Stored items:

Issue #1042, opened 2022-05-19
Improvements on find_bad_templates()


wlang42:
`Products.PageTemplate.Extensions.find_bad_templates()` is a very handy tool!

However, it would be great to have two improvements:

1. It should be able to check Filesystem Page Templates too

   ie set obj_metatypes from ('Page Template',) to 
   ('Page Template', 'Filesystem Page Template')

2. It should display HTML Tags on "Page Template scan results" page

Currently the web report looks like this:

```
form.pt

Compilation failed

chameleon.exc.ParseError: Unexpected end tag.

 - String:     ""
 - Filename:   /bachtest/form.pt
 - Location:   (line 13: col 25)
 - Source:     WEITERE_KONTAKTPERS
                                  ^^^^^^
```
But it should look like this:

```
form.pt

Compilation failed

chameleon.exc.ParseError: Unexpected end tag.

 - String:     "</DIV>"
 - Filename:   /bachtest/form.pt
 - Location:   (line 13: col 25)
 - Source:     WEITERE_KONTAKTPERS</DIV>
                                  ^^^^^^
```
ie, just quote `<` to `&lt;` in the error string
```
errs = [err.replace('<', '&lt;') for err in pt._v_errors]
```

I will make a pull request...

PR #1043, opened 2022-05-19
improvements on find_bad_templates  (#1042)

wlang42:
add FS PageTemplates, show html tags

### DIFF
--- a/src/Products/PageTemplates/Extensions/find_bad_templates.py
+++ b/src/Products/PageTemplates/Extensions/find_bad_templates.py
@@ -46,8 +46,7 @@ def find_bad_templates(self):
             pt.pt_macros()
         except PTRuntimeError:
             # html quote "<" characters to be displayed as such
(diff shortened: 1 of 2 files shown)


src/Products/PageTemplates/Extensions/find_bad_templates.py
```diff
@@ -43,7 +45,9 @@ def find_bad_templates(self):
         try:
             pt.pt_macros()
         except PTRuntimeError:
-            pt_errors[pt_path] = pt._v_errors
+            # html quote "<" characters to be displayed as such
+            errs = [err.replace('<', '&lt;') for err in pt._v_errors]
+            pt_errors[pt_path] = errs
```
dataflake, line 50:
```suggestion
            pt_errors[pt_path] = [err.replace('<', '&lt;') for err in pt._v_errors]
```

dataflake (changes requested):
No need for the intermediary variable

dataflake (approved):

PR #1045, opened 2022-05-22
Scripts/Signature: keep setting func_code and func_defaults

perrinjerome:
`_setFuncSignature` was accidentally setting `__code__` and
`__defaults__` twice.

On Zope 4 it should also support the old python 2 names `func_code`
and `func_defaults`, because Zope 4 supports python 2

Fixes https://github.com/zopefoundation/Products.PythonScripts/issues/55


leorochael (approved):
Nice catch!

The conversion with 2to3 duplicated the `__code__` and `__defaults__` assignments on the same line.

That should've been noticed before.

dataflake (approved):

PR #1046, opened 2022-05-31
Update waitress to version 2.1.2

ale-rt:
See the changelog https://docs.pylonsproject.org/projects/waitress/en/latest/index.html#change-history


ale-rt:
Thanks for the reviews!

PR #1055, opened 2022-08-03
Remove requirements badge

### LINKED ISSUE #1051: Drop Python 3.6 support to get rid of `requirements insecure`?
Our README has a badge from https://requires.io.

This service thinks that our requirements are insecure:

Bildschirmfoto 2022-07-14 um 15 23 32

__To do__. Each record, exactly as written, is to be printed again.

__Answer area__.
Issue #1042, opened 2022-05-19
Improvements on find_bad_templates()


wlang42:
`Products.PageTemplate.Extensions.find_bad_templates()` is a very handy tool!

However, it would be great to have two improvements:

1. It should be able to check Filesystem Page Templates too

   ie set obj_metatypes from ('Page Template',) to 
   ('Page Template', 'Filesystem Page Template')

2. It should display HTML Tags on "Page Template scan results" page

Currently the web report looks like this:

```
form.pt

Compilation failed

chameleon.exc.ParseError: Unexpected end tag.

 - String:     ""
 - Filename:   /bachtest/form.pt
 - Location:   (line 13: col 25)
 - Source:     WEITERE_KONTAKTPERS
                                  ^^^^^^
```
But it should look like this:

```
form.pt

Compilation failed

chameleon.exc.ParseError: Unexpected end tag.

 - String:     "</DIV>"
 - Filename:   /bachtest/form.pt
 - Location:   (line 13: col 25)
 - Source:     WEITERE_KONTAKTPERS</DIV>
                                  ^^^^^^
```
ie, just quote `<` to `&lt;` in the error string
```
errs = [err.replace('<', '&lt;') for err in pt._v_errors]
```

I will make a pull request...

PR #1043, opened 2022-05-19
improvements on find_bad_templates  (#1042)

wlang42:
add FS PageTemplates, show html tags

### DIFF
--- a/src/Products/PageTemplates/Extensions/find_bad_templates.py
+++ b/src/Products/PageTemplates/Extensions/find_bad_templates.py
@@ -46,8 +46,7 @@ def find_bad_templates(self):
             pt.pt_macros()
         except PTRuntimeError:
             # html quote "<" characters to be displayed as such
(diff shortened: 1 of 2 files shown)


src/Products/PageTemplates/Extensions/find_bad_templates.py
```diff
@@ -43,7 +45,9 @@ def find_bad_templates(self):
         try:
             pt.pt_macros()
         except PTRuntimeError:
-            pt_errors[pt_path] = pt._v_errors
+            # html quote "<" characters to be displayed as such
+            errs = [err.replace('<', '&lt;') for err in pt._v_errors]
+            pt_errors[pt_path] = errs
```
dataflake, line 50:
```suggestion
            pt_errors[pt_path] = [err.replace('<', '&lt;') for err in pt._v_errors]
```

dataflake (changes requested):
No need for the intermediary variable

dataflake (approved):

PR #1045, opened 2022-05-22
Scripts/Signature: keep setting func_code and func_defaults

perrinjerome:
`_setFuncSignature` was accidentally setting `__code__` and
`__defaults__` twice.

On Zope 4 it should also support the old python 2 names `func_code`
and `func_defaults`, because Zope 4 supports python 2

Fixes https://github.com/zopefoundation/Products.PythonScripts/issues/55


leorochael (approved):
Nice catch!

The conversion with 2to3 duplicated the `__code__` and `__defaults__` assignments on the same line.

That should've been noticed before.

dataflake (approved):

PR #1046, opened 2022-05-31
Update waitress to version 2.1.2

ale-rt:
See the changelog https://docs.pylonsproject.org/projects/waitress/en/latest/index.html#change-history


ale-rt:
Thanks for the reviews!

PR #1055, opened 2022-08-03
Remove requirements badge

### LINKED ISSUE #1051: Drop Python 3.6 support to get rid of `requirements insecure`?
Our README has a badge from https://requires.io.

This service thinks that our requirements are insecure:

Bildschirmfoto 2022-07-14 um 15 23 32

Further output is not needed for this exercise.